**What you have to do**
For the string "distro", search the entries below and copy every line where it appears.

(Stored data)

........

PR #2741, opened 2022-05-09
docs:update using-wsl2.md(more shorter,and up-to-date)

arukiidou:
WSL2 installation instructions are now up-to-date and more shorter

### DIFF
--- a/site/content/docs/user/using-wsl2.md
+++ b/site/content/docs/user/using-wsl2.md
@@ -47,16 +47,11 @@ Once your Windows machine is ready, you need to do a few more steps to set up WS
 1. Open a PowerShell window as an admin, then run
 
     {{< codeFromInline lang="powershell" >}}
-Enable-WindowsOptionalFeature -Online -FeatureName VirtualMachinePlatform, Microsoft-Windows-Subsystem-Linux
+wsl --install -d Ubuntu-20.04
 {{< /codeFromInline >}}
 
-1. Reboot when prompted.
-1. After the reboot, set WSL to default to WSL2. Open an admin PowerShell window and run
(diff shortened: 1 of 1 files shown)


site/content/docs/user/using-wsl2.md
```diff
@@ -47,16 +47,11 @@ Once your Windows machine is ready, you need to do a few more steps to set up WS
 1. Open a PowerShell window as an admin, then run
 
     {{< codeFromInline lang="powershell" >}}
-Enable-WindowsOptionalFeature -Online -FeatureName VirtualMachinePlatform, Microsoft-Windows-Subsystem-Linux
+wsl --install -d Ubuntu-20.04
```
stmcginnis, line 50: This is the command to run when WSL is already enabled to install a specific distro. The previous command was how to get WSL set up in the first place.

Not sure if this has changed with Windows 11, but at least for older versions I think we still need the WSL installation instructions.

BenTheElder: We also have instructions below about picking your favorite distro, but this command now does a specific distro.

Appreciate the PR, but I don't think we should make this change.

If WSL2 is pre-installed in some releases, we could add a note about checking if it's already installed.

arukiidou: Apologies for the lack of PR at the finish line.
Will the following be enough for the finish line?

- Add `wsl --install` Requirements (requires windows 2004 or later.)
- In case `wsl --install` are not available, keep the original instructions  they 
- Modify the procedure to select your favorite distribution

arukiidou: ok,thanks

........

**Solution to this problem**
stmcginnis, line 50: This is the command to run when WSL is already enabled to install a specific distro. The previous command was how to get WSL set up in the first place.
BenTheElder: We also have instructions below about picking your favorite distro, but this command now does a specific distro.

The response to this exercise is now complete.